Secondary outcomes included: evaluating specific components of the collected CFH (e.g., numbers of included relatives and pedigrees) and success completing the WBT for each study arm; participant and clinician experience with the WBT; and completion of genetic counseling and genetic testing. At 6-months post initial patient visit, the electronic medical record was reviewed to determine if genetic counselling and testing had been completed for enrolled participants. Rates of WBT completion, genetic counseling, and genetic testing were additionally evaluated and stratified by patient age, race, and ethnicity.
Statistical Methods
The distribution of continuous variables was tested for normality via the Shapiro-Wilk normality test. To evaluate if certain CFH elements were associated with sociodemographic or clinical factors, univariate tests were applied based on whether the variable of interest was distributed normally (i.e., t-test, analysis of variance) or not normally (i.e., Mann–Whitney U test, Kruskal-Wallace test). Associations between categorical variables were evaluated using the chi-square test or Fisher’s exact test, as appropriate for category size.

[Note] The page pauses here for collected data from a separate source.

PR #1635, opened 2023-02-03
Add gas parameters for event validation + calibration harnesses.

### LINKED ISSUE #1109: Events: parameterize gas for events
The events implementation has introduced the following gas formula:

```rs
#[inline]
pub fn on_actor_event(&self, evt: &ActorEvent) -> GasCharge {
    let (mut indexed_entries, mut total_bytes) = (0, 0);
    for evt in evt.entries.iter() {
        indexed_entries += evt
            .flags
            .intersection(Flags::FLAG_INDEXED_KEY | Flags::FLAG_INDEXED_VALUE)
            .bits()
            .count_ones();
        total_bytes += evt.key.len() + evt.value.bytes().len();
    }

    GasCharge::new(
        "OnActorEvent",
        self.event_emit_base_cost + (self.event_per_entry_cost * evt.entries.len() as i64),
        (self.event_entry_index_cost * indexed_entries as i64)
            + (self.event_per_byte_cost * total_bytes as i64),
    )
}
```

**In short:**

- event_emit_base_cost: base emission cost for an event.
- event_per_byte_cost: variable cost per byte.
- event_per_entry_cost: cost per event entry.
- event_entry_index_cost: variable cost per indexed entry (should probably account for number of bytes indexed).

The goal of this issue is to find the right pricing. And, of course, to determine if we want to enhance or refine this model in any manner.

raulk:
Closes #1109.

---

## Changes

- Sets the gas parameters for event validation starting from nv18. See below for more details on the choice of gas parameters.
- Adds a harness for event gas calibration under `testing/calibration`.
	- It offers two modes: (a) target a specific encoded event size, (b) generate specific event shapes determined by the number of entries, key length, value length.
	- We currently use (b) to calibrate gas parameters by generating events in the same shape as the EVM runtime actor does for LOG{0..4} opcodes.
		- That is, events with 1-5 entries, with 32 byte values, and with 2-char keys (although the `data` entry carries a 1-char key: `d`).
		- Note that the EVM runtime drops leading zeros in values, so our calibration targets the worst-case scenario where all topics and the payload have no leading zeros.
	- There's a case for simply dropping (a), but I've kept it because it may come in handy later stages of the FVM roadmap. It compiles but it never runs.
- Caps the maximum event length to 1024 bytes. This limit can be disarmed by activating the `gas-calibration` feature.

## Choice of gas parameters

These parameters hit the 10gas/ns baseline consistently, with a slight overestimation to cover for the worst case scenario reasonably well (just under 10gas/ns). These parameters do lead to a larger overestimation on the 1-entry case (LOG0 -- pretty rare anyway), but I'm happy living with that.

| <br/>entries | <br/>size | <br/>compute\_gas | count<br/> | mean<br/> | std<br/> | min<br/> | 25%<br/> | 50%<br/> | 75%<br/> | max<br/> |
| :--- | :--- | :--- | :--- | :--- | :--- | :--- | :--- | :--- | :--- | :--- |
| 1entries | 40 | 2846000 | 490.0 | 14.264802 | 2.191890 | 8.131429 | 14.978947 | 14.978947 | 15.811111 | 16.741176 |
| 2entries | 79 | 3914600 | 490.0 | 12.859819 | 1.223028 | 9.103721 | 12.233125 | 13.498621 | 13.498621 | 14.498519 |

Multivariable linear regression analysis was explored to evaluate the independent effect of age, race, personal cancer history, family cancer history, and prior genetic testing on the number of relatives included in the CFH. Statistical significance was evaluated at the 0.05 alpha level, and 95% confidence intervals were calculated for all obtained estimates. Data were analyzed using Stata Version 16.0 (StataCorp, College Station, TX) and R version 3.6.1 (R Foundation for Statistical Computing, Vienna, Austria).
Power Analysis
The power analysis was performed for the primary outcome of collection of an adequate CFH based on the ASCO/ACOG guidelines with usual care versus with completion of the WBT. We assumed that collection of an adequate CFH would occur for approximately 4% of the population with usual care versus approximately ≥25% of the population using the WBT. With 50 participants assigned to usual care and 75 participants to complete the WBT (i.e., 50 at home, 25 at office), we had ≥ 95% power to detect the difference noted above in adequate CFH collection between the two groups, using a two-group chi-square test with a 0.05 two-sided significance level [43, 46]. Additionally, enrolling 50 and 25 participants to their respective arms would allow for an exploratory assessment of potential differences in collection of an adequate CFH based on location of WBT administration (i.e., home vs. office). The trial was approved to enroll 250 total participants to provide additional information for evaluation of secondary outcomes, resulting in doubling of initially projected sample sizes (100 usual care, 100 WBT at home, 50 WBT at office).
Results
Patient demographics
Two hundred and fifty participants were enrolled in the prospective randomized controlled trial. One hundred and ten participants were randomized to usual care, 105 to home completion of the WBT, and 35 to office completion of the WBT. The office completion arm was closed early due to the COVID-19 pandemic with intentional minimization of in-office time and exposure to additional medical personnel. The 15 randomization slots originally meant to be assigned to the WBT at office group were instead randomized, via a random number generator, to usual care (N=10) or WBT at home (N=5). The median patient age was 57 years (range 20–100 years).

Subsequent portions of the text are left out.